◆ About this task
Reproduce each record exactly.
━━━━━ The data ━━━━━
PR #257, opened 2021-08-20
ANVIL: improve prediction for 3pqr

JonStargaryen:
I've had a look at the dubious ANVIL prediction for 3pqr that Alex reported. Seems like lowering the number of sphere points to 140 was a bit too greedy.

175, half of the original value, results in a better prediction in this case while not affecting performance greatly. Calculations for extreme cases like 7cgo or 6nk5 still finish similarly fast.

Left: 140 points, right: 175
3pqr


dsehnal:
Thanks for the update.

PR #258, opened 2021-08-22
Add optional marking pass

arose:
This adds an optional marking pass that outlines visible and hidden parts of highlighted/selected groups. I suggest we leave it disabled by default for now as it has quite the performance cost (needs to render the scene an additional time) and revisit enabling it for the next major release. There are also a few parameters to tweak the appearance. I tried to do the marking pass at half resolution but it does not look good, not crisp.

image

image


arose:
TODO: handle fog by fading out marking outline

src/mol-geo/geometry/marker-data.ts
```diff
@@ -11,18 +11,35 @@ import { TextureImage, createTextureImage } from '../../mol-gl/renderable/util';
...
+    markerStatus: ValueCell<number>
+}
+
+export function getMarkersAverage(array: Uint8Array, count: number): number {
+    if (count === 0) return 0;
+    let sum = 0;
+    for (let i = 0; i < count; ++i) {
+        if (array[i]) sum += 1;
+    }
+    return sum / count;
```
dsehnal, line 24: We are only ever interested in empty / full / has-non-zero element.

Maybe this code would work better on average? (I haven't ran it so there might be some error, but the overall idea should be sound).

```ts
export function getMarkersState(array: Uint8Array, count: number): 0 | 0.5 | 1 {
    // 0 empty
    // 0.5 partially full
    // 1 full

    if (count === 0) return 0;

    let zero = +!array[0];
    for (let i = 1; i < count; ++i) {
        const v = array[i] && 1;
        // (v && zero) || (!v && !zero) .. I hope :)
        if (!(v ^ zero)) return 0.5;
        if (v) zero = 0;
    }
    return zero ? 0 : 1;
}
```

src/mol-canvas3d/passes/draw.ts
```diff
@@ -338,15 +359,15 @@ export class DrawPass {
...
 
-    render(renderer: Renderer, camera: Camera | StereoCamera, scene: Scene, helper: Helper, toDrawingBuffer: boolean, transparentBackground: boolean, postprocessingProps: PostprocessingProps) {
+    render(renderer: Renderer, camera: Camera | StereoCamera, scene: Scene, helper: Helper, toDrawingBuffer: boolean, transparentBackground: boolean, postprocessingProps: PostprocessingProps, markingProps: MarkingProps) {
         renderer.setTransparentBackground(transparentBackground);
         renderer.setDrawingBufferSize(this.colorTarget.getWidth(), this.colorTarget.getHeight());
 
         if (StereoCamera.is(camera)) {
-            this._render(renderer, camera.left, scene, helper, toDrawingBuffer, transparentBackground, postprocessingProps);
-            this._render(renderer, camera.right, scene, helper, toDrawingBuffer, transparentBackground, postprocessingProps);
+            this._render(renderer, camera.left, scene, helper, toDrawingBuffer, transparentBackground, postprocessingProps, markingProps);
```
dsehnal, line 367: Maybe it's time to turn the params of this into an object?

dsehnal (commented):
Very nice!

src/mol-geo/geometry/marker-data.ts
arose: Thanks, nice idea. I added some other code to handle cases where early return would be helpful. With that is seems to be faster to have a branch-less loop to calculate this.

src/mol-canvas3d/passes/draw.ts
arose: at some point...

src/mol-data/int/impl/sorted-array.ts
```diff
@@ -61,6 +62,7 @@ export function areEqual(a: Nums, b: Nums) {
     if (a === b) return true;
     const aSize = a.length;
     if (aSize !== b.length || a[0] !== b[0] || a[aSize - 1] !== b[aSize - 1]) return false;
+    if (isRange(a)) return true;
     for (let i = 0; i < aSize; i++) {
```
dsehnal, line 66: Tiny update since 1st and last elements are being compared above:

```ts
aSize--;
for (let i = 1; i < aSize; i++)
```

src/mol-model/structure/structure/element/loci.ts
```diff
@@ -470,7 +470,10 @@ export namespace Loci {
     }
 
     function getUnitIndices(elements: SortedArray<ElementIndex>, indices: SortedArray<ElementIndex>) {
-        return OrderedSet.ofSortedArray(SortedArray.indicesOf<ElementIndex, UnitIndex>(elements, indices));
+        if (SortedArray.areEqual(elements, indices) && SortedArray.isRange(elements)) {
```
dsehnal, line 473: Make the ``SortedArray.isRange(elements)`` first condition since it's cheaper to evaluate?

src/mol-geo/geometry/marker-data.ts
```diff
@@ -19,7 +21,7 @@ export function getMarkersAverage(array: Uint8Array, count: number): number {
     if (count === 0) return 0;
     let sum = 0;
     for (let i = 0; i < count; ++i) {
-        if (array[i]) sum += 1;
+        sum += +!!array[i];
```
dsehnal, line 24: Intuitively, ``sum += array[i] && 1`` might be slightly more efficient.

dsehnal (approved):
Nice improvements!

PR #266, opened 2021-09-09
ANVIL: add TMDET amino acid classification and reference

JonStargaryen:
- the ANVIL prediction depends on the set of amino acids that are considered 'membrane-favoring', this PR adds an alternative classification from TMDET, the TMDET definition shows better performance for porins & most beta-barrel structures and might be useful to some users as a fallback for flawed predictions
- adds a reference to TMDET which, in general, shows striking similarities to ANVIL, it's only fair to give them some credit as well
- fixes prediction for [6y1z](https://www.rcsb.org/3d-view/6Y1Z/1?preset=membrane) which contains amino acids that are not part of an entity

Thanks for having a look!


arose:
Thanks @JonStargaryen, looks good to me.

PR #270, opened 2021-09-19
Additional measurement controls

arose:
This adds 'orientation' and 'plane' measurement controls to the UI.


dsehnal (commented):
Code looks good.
━━━━━
◆ Response for this exercise
PR #257, opened 2021-08-20
ANVIL: improve prediction for 3pqr

JonStargaryen:
I've had a look at the dubious ANVIL prediction for 3pqr that Alex reported. Seems like lowering the number of sphere points to 140 was a bit too greedy.

175, half of the original value, results in a better prediction in this case while not affecting performance greatly. Calculations for extreme cases like 7cgo or 6nk5 still finish similarly fast.

Left: 140 points, right: 175
3pqr


dsehnal:
Thanks for the update.

PR #258, opened 2021-08-22
Add optional marking pass

arose:
This adds an optional marking pass that outlines visible and hidden parts of highlighted/selected groups. I suggest we leave it disabled by default for now as it has quite the performance cost (needs to render the scene an additional time) and revisit enabling it for the next major release. There are also a few parameters to tweak the appearance. I tried to do the marking pass at half resolution but it does not look good, not crisp.

image

image


arose:
TODO: handle fog by fading out marking outline

src/mol-geo/geometry/marker-data.ts
```diff
@@ -11,18 +11,35 @@ import { TextureImage, createTextureImage } from '../../mol-gl/renderable/util';
...
+    markerStatus: ValueCell<number>
+}
+
+export function getMarkersAverage(array: Uint8Array, count: number): number {
+    if (count === 0) return 0;
+    let sum = 0;
+    for (let i = 0; i < count; ++i) {
+        if (array[i]) sum += 1;
+    }
+    return sum / count;
```
dsehnal, line 24: We are only ever interested in empty / full / has-non-zero element.

Maybe this code would work better on average? (I haven't ran it so there might be some error, but the overall idea should be sound).

```ts
export function getMarkersState(array: Uint8Array, count: number): 0 | 0.5 | 1 {
    // 0 empty
    // 0.5 partially full
    // 1 full

    if (count === 0) return 0;

    let zero = +!array[0];
    for (let i = 1; i < count; ++i) {
        const v = array[i] && 1;
        // (v && zero) || (!v && !zero) .. I hope :)
        if (!(v ^ zero)) return 0.5;
        if (v) zero = 0;
    }
    return zero ? 0 : 1;
}
```

src/mol-canvas3d/passes/draw.ts
```diff
@@ -338,15 +359,15 @@ export class DrawPass {
...
 
-    render(renderer: Renderer, camera: Camera | StereoCamera, scene: Scene, helper: Helper, toDrawingBuffer: boolean, transparentBackground: boolean, postprocessingProps: PostprocessingProps) {
+    render(renderer: Renderer, camera: Camera | StereoCamera, scene: Scene, helper: Helper, toDrawingBuffer: boolean, transparentBackground: boolean, postprocessingProps: PostprocessingProps, markingProps: MarkingProps) {
         renderer.setTransparentBackground(transparentBackground);
         renderer.setDrawingBufferSize(this.colorTarget.getWidth(), this.colorTarget.getHeight());
 
         if (StereoCamera.is(camera)) {
-            this._render(renderer, camera.left, scene, helper, toDrawingBuffer, transparentBackground, postprocessingProps);
-            this._render(renderer, camera.right, scene, helper, toDrawingBuffer, transparentBackground, postprocessingProps);
+            this._render(renderer, camera.left, scene, helper, toDrawingBuffer, transparentBackground, postprocessingProps, markingProps);
```
dsehnal, line 367: Maybe it's time to turn the params of this into an object?

dsehnal (commented):
Very nice!

src/mol-geo/geometry/marker-data.ts
arose: Thanks, nice idea. I added some other code to handle cases where early return would be helpful. With that is seems to be faster to have a branch-less loop to calculate this.

src/mol-canvas3d/passes/draw.ts
arose: at some point...

src/mol-data/int/impl/sorted-array.ts
```diff
@@ -61,6 +62,7 @@ export function areEqual(a: Nums, b: Nums) {
     if (a === b) return true;
     const aSize = a.length;
     if (aSize !== b.length || a[0] !== b[0] || a[aSize - 1] !== b[aSize - 1]) return false;
+    if (isRange(a)) return true;
     for (let i = 0; i < aSize; i++) {
```
dsehnal, line 66: Tiny update since 1st and last elements are being compared above:

```ts
aSize--;
for (let i = 1; i < aSize; i++)
```

src/mol-model/structure/structure/element/loci.ts
```diff
@@ -470,7 +470,10 @@ export namespace Loci {
     }
 
     function getUnitIndices(elements: SortedArray<ElementIndex>, indices: SortedArray<ElementIndex>) {
-        return OrderedSet.ofSortedArray(SortedArray.indicesOf<ElementIndex, UnitIndex>(elements, indices));
+        if (SortedArray.areEqual(elements, indices) && SortedArray.isRange(elements)) {
```
dsehnal, line 473: Make the ``SortedArray.isRange(elements)`` first condition since it's cheaper to evaluate?

src/mol-geo/geometry/marker-data.ts
```diff
@@ -19,7 +21,7 @@ export function getMarkersAverage(array: Uint8Array, count: number): number {
     if (count === 0) return 0;
     let sum = 0;
     for (let i = 0; i < count; ++i) {
-        if (array[i]) sum += 1;
+        sum += +!!array[i];
```
dsehnal, line 24: Intuitively, ``sum += array[i] && 1`` might be slightly more efficient.

dsehnal (approved):
Nice improvements!

PR #266, opened 2021-09-09
ANVIL: add TMDET amino acid classification and reference

JonStargaryen:
- the ANVIL prediction depends on the set of amino acids that are considered 'membrane-favoring', this PR adds an alternative classification from TMDET, the TMDET definition shows better performance for porins & most beta-barrel structures and might be useful to some users as a fallback for flawed predictions
- adds a reference to TMDET which, in general, shows striking similarities to ANVIL, it's only fair to give them some credit as well
- fixes prediction for [6y1z](https://www.rcsb.org/3d-view/6Y1Z/1?preset=membrane) which contains amino acids that are not part of an entity

Thanks for having a look!


arose:
Thanks @JonStargaryen, looks good to me.

PR #270, opened 2021-09-19
Additional measurement controls

arose:
This adds 'orientation' and 'plane' measurement controls to the UI.


dsehnal (commented):
Code looks good.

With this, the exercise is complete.